What you have to do
Beneath this line are the data; copy exactly the part of them that opens with the line containing "PR #5135, opened 2026-07-05" and closes with the line containing "## Test plan", and only that part.

○ ○ ○ ○

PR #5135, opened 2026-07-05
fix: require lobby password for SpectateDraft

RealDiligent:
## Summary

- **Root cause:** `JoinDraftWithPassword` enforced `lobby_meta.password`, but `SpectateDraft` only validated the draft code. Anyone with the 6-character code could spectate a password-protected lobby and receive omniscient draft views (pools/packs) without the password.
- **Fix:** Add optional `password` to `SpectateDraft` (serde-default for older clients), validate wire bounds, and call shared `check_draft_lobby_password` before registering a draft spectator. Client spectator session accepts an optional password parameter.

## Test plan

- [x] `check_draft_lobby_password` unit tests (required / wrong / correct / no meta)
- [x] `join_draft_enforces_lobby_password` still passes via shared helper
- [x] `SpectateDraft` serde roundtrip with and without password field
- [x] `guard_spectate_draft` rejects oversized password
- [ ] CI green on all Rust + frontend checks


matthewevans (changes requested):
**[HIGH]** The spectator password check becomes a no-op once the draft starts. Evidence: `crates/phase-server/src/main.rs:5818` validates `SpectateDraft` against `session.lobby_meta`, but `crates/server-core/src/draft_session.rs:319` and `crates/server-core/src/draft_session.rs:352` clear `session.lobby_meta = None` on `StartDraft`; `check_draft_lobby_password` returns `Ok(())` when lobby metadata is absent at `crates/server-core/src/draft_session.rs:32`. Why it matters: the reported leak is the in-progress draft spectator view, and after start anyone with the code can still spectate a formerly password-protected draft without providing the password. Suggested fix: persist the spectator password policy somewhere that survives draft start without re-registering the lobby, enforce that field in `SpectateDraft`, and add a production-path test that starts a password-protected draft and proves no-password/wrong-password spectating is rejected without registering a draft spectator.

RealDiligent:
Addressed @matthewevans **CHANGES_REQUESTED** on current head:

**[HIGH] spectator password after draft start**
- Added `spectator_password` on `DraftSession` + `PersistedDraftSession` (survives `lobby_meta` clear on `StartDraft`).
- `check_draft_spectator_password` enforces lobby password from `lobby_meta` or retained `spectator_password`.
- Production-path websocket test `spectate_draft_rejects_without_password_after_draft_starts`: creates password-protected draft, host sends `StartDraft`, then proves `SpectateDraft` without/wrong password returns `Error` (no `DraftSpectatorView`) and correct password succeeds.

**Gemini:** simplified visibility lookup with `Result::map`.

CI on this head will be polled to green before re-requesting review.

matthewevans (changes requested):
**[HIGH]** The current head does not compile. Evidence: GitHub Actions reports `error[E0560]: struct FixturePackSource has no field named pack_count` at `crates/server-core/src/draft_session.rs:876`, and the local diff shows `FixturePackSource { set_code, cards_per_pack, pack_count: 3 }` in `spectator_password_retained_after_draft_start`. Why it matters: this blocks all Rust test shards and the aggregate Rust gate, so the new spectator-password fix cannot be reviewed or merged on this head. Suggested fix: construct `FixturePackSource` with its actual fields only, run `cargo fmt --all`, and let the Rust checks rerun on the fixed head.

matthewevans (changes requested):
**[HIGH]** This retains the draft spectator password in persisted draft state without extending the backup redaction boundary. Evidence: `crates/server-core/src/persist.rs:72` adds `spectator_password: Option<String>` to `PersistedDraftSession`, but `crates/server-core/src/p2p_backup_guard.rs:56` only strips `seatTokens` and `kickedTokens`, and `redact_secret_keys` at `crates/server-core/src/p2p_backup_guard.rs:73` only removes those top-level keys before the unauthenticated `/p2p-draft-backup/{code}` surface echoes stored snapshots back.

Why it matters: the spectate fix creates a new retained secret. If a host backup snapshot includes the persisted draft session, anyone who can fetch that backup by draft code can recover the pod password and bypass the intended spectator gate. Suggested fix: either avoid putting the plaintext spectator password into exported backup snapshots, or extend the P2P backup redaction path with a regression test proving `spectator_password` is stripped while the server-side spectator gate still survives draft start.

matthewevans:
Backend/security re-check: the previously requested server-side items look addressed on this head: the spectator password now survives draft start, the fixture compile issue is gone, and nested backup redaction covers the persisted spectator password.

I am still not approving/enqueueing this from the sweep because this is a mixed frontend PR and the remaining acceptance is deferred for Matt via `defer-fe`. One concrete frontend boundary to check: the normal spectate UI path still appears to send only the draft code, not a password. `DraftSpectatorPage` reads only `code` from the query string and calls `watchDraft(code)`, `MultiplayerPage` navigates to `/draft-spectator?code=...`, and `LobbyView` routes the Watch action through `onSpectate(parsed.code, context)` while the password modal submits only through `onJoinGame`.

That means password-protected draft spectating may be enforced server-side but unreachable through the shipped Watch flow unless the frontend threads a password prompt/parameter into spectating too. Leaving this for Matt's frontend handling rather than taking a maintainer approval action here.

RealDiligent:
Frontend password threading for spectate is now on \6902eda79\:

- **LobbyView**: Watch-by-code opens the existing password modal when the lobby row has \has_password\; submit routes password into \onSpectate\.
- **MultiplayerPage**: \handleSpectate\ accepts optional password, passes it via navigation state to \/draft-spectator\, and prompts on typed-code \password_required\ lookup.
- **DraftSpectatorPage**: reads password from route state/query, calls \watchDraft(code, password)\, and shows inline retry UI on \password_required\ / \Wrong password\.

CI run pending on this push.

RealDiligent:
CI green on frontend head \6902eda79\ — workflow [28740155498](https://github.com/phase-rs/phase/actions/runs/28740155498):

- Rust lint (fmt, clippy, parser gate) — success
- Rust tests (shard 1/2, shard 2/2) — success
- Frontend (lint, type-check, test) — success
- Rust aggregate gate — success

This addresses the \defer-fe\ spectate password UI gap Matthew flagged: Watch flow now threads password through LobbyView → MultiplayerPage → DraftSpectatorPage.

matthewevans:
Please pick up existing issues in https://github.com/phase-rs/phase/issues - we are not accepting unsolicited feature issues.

○ ○ ○ ○

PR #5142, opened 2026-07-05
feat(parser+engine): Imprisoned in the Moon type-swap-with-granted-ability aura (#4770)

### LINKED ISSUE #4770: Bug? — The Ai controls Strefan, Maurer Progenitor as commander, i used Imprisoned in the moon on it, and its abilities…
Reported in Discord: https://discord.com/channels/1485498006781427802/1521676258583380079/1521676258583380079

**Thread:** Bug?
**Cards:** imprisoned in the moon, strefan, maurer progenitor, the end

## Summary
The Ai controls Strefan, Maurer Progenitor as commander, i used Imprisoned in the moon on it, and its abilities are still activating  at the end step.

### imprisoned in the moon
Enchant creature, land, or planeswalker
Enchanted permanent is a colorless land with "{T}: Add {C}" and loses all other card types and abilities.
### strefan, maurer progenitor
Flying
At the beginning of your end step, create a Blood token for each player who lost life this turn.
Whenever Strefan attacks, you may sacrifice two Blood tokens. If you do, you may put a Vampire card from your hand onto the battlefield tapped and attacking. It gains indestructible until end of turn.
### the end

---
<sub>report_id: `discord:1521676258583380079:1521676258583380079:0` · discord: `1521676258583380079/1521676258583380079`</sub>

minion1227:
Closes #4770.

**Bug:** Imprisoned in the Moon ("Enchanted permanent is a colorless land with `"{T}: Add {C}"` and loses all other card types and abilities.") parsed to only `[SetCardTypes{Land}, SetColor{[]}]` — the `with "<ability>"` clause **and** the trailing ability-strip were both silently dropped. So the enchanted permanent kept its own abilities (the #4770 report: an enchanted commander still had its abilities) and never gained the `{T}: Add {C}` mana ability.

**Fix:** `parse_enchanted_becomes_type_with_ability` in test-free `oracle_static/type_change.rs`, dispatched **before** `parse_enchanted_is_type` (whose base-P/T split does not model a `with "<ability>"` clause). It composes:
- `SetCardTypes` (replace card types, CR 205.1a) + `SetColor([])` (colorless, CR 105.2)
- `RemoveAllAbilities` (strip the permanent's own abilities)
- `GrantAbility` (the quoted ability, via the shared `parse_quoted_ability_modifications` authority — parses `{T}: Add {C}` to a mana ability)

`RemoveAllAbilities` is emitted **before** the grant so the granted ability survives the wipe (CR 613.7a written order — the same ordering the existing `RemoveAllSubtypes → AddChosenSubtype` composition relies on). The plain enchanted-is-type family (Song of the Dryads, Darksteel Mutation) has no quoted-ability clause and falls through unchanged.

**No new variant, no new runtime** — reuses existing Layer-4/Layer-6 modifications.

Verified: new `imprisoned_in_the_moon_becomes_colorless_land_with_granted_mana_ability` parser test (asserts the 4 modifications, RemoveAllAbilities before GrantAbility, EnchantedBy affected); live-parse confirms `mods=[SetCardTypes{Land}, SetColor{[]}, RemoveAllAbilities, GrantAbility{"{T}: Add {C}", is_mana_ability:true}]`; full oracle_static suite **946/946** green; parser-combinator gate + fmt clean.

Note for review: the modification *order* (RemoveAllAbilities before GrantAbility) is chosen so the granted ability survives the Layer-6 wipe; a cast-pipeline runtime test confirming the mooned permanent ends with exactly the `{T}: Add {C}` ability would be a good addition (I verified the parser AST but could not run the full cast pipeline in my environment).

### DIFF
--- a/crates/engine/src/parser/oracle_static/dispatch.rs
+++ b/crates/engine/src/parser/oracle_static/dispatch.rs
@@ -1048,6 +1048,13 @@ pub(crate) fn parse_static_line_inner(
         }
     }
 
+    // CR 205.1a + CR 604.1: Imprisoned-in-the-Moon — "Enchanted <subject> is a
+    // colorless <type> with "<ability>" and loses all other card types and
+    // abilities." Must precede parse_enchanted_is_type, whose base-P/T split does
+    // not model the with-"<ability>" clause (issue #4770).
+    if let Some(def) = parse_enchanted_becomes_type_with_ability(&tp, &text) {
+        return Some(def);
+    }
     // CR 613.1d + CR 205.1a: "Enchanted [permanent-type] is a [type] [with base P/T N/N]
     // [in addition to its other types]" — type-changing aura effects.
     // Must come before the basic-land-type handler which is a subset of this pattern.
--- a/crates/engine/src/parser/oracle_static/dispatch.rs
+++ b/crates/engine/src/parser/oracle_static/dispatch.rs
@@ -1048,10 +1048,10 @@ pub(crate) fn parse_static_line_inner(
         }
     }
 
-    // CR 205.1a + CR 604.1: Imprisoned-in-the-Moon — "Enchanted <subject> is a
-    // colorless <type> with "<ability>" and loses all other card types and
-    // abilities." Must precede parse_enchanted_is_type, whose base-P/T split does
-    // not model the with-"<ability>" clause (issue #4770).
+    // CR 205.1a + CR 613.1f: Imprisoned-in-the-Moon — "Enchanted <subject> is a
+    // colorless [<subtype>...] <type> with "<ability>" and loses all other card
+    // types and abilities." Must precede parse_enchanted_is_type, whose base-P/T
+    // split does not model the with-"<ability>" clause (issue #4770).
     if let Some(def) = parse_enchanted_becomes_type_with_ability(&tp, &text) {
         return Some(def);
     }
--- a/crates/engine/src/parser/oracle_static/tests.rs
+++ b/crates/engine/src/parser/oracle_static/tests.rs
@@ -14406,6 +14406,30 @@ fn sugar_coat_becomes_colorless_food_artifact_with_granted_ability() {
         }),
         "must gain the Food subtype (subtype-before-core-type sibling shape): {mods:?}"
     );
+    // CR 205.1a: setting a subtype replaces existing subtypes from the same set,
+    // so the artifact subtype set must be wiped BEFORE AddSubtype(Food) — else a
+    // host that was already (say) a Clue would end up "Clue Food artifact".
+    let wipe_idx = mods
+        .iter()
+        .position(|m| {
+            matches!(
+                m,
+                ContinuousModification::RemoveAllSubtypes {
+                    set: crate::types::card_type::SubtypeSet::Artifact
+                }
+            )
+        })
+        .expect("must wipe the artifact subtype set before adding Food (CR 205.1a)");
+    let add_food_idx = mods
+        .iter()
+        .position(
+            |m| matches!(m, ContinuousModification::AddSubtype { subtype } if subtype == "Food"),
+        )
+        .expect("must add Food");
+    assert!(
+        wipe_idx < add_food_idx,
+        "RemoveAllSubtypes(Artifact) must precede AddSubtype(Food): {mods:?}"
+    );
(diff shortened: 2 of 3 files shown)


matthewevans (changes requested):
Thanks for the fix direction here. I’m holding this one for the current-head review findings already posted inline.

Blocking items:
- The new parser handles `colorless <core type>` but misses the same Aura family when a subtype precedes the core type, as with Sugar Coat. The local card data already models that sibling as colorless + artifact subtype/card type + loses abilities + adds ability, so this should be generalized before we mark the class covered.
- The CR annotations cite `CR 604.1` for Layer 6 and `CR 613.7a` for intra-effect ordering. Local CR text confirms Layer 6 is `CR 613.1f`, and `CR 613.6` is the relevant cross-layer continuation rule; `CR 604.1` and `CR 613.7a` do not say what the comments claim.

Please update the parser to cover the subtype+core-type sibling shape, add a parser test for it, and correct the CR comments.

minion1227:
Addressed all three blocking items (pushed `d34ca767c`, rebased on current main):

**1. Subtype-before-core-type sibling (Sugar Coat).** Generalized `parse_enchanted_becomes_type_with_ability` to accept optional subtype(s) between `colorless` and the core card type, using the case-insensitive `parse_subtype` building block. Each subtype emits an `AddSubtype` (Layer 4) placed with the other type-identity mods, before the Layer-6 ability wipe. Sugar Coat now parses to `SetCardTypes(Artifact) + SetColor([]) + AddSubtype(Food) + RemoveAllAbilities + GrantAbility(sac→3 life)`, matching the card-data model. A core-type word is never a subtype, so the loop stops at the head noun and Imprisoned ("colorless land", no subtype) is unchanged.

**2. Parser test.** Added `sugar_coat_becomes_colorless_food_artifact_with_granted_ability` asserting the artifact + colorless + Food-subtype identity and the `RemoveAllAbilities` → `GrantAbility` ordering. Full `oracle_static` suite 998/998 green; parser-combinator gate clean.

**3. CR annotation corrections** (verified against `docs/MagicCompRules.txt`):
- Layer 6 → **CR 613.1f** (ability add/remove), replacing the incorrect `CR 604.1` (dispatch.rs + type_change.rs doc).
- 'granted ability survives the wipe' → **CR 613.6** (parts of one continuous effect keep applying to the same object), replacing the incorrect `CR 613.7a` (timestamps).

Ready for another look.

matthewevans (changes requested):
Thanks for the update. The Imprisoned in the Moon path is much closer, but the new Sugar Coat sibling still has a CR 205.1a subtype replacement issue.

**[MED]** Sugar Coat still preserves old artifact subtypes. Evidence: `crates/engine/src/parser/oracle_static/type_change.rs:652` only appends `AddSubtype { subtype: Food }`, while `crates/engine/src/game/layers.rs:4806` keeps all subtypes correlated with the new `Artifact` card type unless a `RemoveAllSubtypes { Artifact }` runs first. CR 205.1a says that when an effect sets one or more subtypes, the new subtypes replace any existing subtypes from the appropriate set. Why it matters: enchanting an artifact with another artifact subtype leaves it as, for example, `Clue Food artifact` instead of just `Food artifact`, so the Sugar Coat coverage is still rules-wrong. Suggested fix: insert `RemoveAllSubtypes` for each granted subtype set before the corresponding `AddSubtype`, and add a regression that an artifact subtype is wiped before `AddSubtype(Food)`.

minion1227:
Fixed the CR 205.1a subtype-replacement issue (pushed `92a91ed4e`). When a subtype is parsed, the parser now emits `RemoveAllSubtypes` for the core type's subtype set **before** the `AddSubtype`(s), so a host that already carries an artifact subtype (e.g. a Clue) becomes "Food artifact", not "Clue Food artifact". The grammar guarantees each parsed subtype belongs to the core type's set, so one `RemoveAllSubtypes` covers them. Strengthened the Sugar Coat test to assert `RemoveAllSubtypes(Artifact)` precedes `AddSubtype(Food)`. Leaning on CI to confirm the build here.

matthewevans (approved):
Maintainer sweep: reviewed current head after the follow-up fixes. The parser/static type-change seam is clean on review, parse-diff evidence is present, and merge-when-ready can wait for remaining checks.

○ ○ ○ ○

Answer space
PR #5135, opened 2026-07-05
fix: require lobby password for SpectateDraft

RealDiligent:
## Summary

- **Root cause:** `JoinDraftWithPassword` enforced `lobby_meta.password`, but `SpectateDraft` only validated the draft code. Anyone with the 6-character code could spectate a password-protected lobby and receive omniscient draft views (pools/packs) without the password.
- **Fix:** Add optional `password` to `SpectateDraft` (serde-default for older clients), validate wire bounds, and call shared `check_draft_lobby_password` before registering a draft spectator. Client spectator session accepts an optional password parameter.

## Test plan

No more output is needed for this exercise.